Raising North Dakota: Vulnerable kids in a pandemic

Good Day Dakota

Kali Weinand’s 1-year-old son Oliver has a rare metabolic disorder that affects how his body processes protein.

So in order to protect him from covid-19, she homeschools her daughter Lily, who also has autism and ADHA, and keeps her two other sons, Jeremiah and Elliot, home as well.

“Definitely a lot more to get in all that she needs in, plus everything else I have to do. So it’s definitely been stressful,” shares Kali Weinand, Hazen mom.

With her husband working, Kalie relies on respite care to help, but finding respite workers is not easy, especially in rural North Dakota and during a pandemic.

“We actually ended up using my mom who works full-time so it’s not super convenient,” says Weinand.

Katynka Morrissette is a Bismarck mom of three who can relate.
All three of her kids, Joey, Medrick and Eleanor have a rare condition that changes the way their bodies use and store glycogen.
With all of the care required with the disease, respite is vital.

“It’s helpful to have respite during those times because we have three of them and still have somebody on hand to run a feeding pump, fluids,” Katynka Morrissette, Bismarck mom explains.

But even with respite, the pandemic has complicated even everyday appointments and therapies.

“You can’t have two people in an appointment anymore and so it was like her sitting in the car with one kid while I ran the first kid into their appointment and swapped out,” says Morrissette.

Both families worry about illness often, but just like the rest of the world, staying home 24/7 is not an option.

Weinand explains, “We can’t just stay home because my vulnerable child needs these medical services and appointments in order to thrive.”

“There were times we had to take very calculated risks and a lot of tears, I cried and cried and cried because we had to go to cleveland in September,” says Morrissette. “And three kids on a plane going to appointments for an entire week, that was nerve wracking.”

And with the need to take those calculated risks, both families were very concerned when the number of available hospital beds was shrinking.

“Kids get sick, even common stomach flu could be deadly to him and it definitely worries me because if he needs a hospital stay even unrelated to covid, it’s like ‘is it going to be available,'” Weinand asks.

And even after taking all possible precautions, Katynka’s family fell ill to covid.
All three of her children were in the hospital at one point in time.

Morrissette, “Just knowing that we did everything we can and if we got covid at that point with how restricted we were then I felt confident knowing that I didn’t intentionally put other people at risk. Watching people go live their normal lives made me remember how privilaged people are to have healthy kids.”
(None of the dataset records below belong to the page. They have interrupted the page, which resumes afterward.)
PR #37749, opened 2024-01-16
Fix SQL server default to be empty again

### LINKED ISSUE #37655: 0.48.3 : SQL Server dynamic ports
### Describe the bug

We have a SQL Server using dynamic ports.
Since upgrade to 0.48.3, our sql server database connection fails. It tries to connect on port 1433 while the port parameter is not set (it should then use dynamic ports).
If I set the port on the actual dynamic port, connection is OK.

### To Reproduce

Set a sql server connection using dynamic ports (port field left empty)
Connection is refused.
In the logs, we can see that metabase tried to connect on 1433 port.

### Expected behavior

_No response_

### Logs

Jan 12 18:03:31 metabase metabase: "Échec de la connexion TCP/IP à l'hôte SQL-SERVER-01, port 1433. Erreur : « Connexion refusée (Connection refused). Vérifiez les propriétés de connexion. Assurez-vous qu'une instance de SQL Server est en cours d'exécution sur l'hôte et accepte les connexions TCP/IP au port. Vérifiez que les connexions TCP au port ne sont pas bloquées par un pare-feu. »."}

```JSON
CentOS 7 / metabase 0.48.3 / mysql 8.0.35
```

### Severity

normal

### Additional context

_No response_

qwef:
Closes https://github.com/metabase/metabase/issues/37655

### DIFF
--- a/modules/drivers/sqlserver/resources/metabase-plugin.yaml
+++ b/modules/drivers/sqlserver/resources/metabase-plugin.yaml
@@ -11,8 +11,7 @@ driver:
     - host
     - merge:
         - port
-        - default: 1433
-          description: Leave empty to use Dynamic Ports, or input specific port. Standard port is 1433.
+        - description: Leave empty to use Dynamic Ports, or input specific port. Standard port is 1433, which needs to be inputted.
     - merge:
         - dbname
         - name: db
--- a/modules/drivers/sqlserver/resources/metabase-plugin.yaml
+++ b/modules/drivers/sqlserver/resources/metabase-plugin.yaml
@@ -11,7 +11,7 @@ driver:
     - host
     - merge:
         - port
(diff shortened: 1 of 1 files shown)


modules/drivers/sqlserver/resources/metabase-plugin.yaml
```diff
@@ -11,8 +11,7 @@ driver:
     - host
     - merge:
         - port
-        - default: 1433
-          description: Leave empty to use Dynamic Ports, or input specific port. Standard port is 1433.
+        - description: Leave empty to use Dynamic Ports, or input specific port. Standard port is 1433, which needs to be inputted.
```
noahmoss, line 14: `inputted` sounds a little weird to me here. I think the previous wording was actually fairly clear.

noahmoss (approved):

Kali and Katynka both say it boils down to one thing.

“Just show some compassion,” says Weinand. “I’ve heard before ‘you shouldn’t even be going to Target if your kids are vulnerable.’ But we have four little kids, we need a lot of stuff. I have to go out to the store, it’s not possible for me to just stay home and never leave.”

Morrissette suggests, “Be kind to each other because when you say the vulnerable can stay home … at some point, our kid’s mental health also matters.”

Many families have faced a shortage of alcohol swabs, medical gloves, tubing for medical machines and even glucose monitoring strips.

Fortunately, as Katynka shared, much of the special needs community has come together to help one another out whenever possible.

Reporting for KX News in Bismarck, I’m Alysia Huck.